高橋 抗がん剤治療後に生殖機能が戻る方もいますが、たとえば造血幹細胞移植に向けて大量抗がん剤の投与や全身放射線照射をうけると、男女とも高い頻度で生殖機能は失われます。でも、命にかかわる治療を受けるときに、生殖機能の優先順位は低いと医師は考えるかもしれません。あるいは、白血病の診断がついたばかりで治療が一刻を争うような場合、つい医師は説明を省いたとしても不思議ではない。

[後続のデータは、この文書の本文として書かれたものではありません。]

PR #58, opened 2014-09-30
#7328 - Update EAD mappings

mistydemeo:
- Find `<origination>` values when `<origination>` is not parented inside the `<did>` element
- Map `<publicationstmt><date>` to revisionHistory. This field describes the date of publication of the _description_, but it was being mapped to a field that actually refers to the content being described.

The latter change orphaned the `setPublicationDate` method on `QubitInformationObject`, so it was removed.

### DIFF
--- a/apps/qubit/modules/object/config/import/ead.yml
+++ b/apps/qubit/modules/object/config/import/ead.yml
@@ -59,22 +59,22 @@ information_object:
       Method:  setRepositoryByName
 
     creator:
-      XPath:  "did/origination/name"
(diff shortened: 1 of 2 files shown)


sevein:
We need to file a ticket for the public project in Redmine.

mistydemeo:
All right, will do.

mistydemeo:
Filed https://projects.artefactual.com/issues/7328 with summaries of the issues, and updated the commits to reference that issue.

患者さんもご家族もそれどころじゃないでしょう、とね。

洞口 生きるか死ぬかというときですから、患者もそこまで気が回りませんしね。

高橋 でも治療後に生殖機能が失われたと知ったとき、「私はこれで助かったから、いいんだ」と思う人もいれば、「もし知っていたら、もっとよく考えたのに」と思う人もやっぱりいるんです。

洞口 つまり、これは医師のガイドラインでもあるわけですね。


『乳がん患者さんとパートナーの幸せな性へのアドバイス』

「化学療法を受ける大切なあなたへ そしてあなたの大切な人へ」

神田善伸・渡邊知映編 無料配布
抗がん剤治療を受ける患者さんとパートナーのための性生活、不妊などについての情報冊子。化学療法の精巣・卵巣への影響、化学療法後の性生活、経験者からのメッセージなどが掲載されています。お申し込みは下記に

【申込先】郵便番号・住所・氏名・希望部数を明記し、90円切手を同封して下記へ郵送
〒182-8570 東京都調布市国領町8-3-1
東京慈恵会医科大学医学部看護学科 渡邊知映氏宛て

子どもをもつ、もたないは医師が決めることではない

高橋 治療と生殖機能の関連情報は十分伝えられるべきだと思いますが、その一方で、私には「子どもをもつ、もたないは、医師が口を出すことなのかなあ」という思いもあります。「子どもなんていっている場合じゃないでしょう」とか、若くしてがんになった方に「無理に子どもをもって、お子さんが生まれたあと再発したら」とか、医師が患者さんにいうこともあると聞きます。
でも、子どもを授かったあとに再発したり、あまり長く生きられないことがわかったとしても、子どもをどう育てるかを考えるのは、医学ではなく家族の問題だと思うんです。

洞口 私は担当の先生に、「今後子どもをもつこともできますよ」というようなことをいってもらい、すごく励みになりました。けれども、手術を選択すると、その手術は広汎子宮全摘手術()になるから、結局は産めなくなってしまう。代理母出産とかを考えなくちゃなりません。それはおっしゃるように、私や夫、家族が考えることですよね。事実、さんざん悩みました。今まで、子どもをもつことについて、悩んだことなんてほとんどなかったのに……。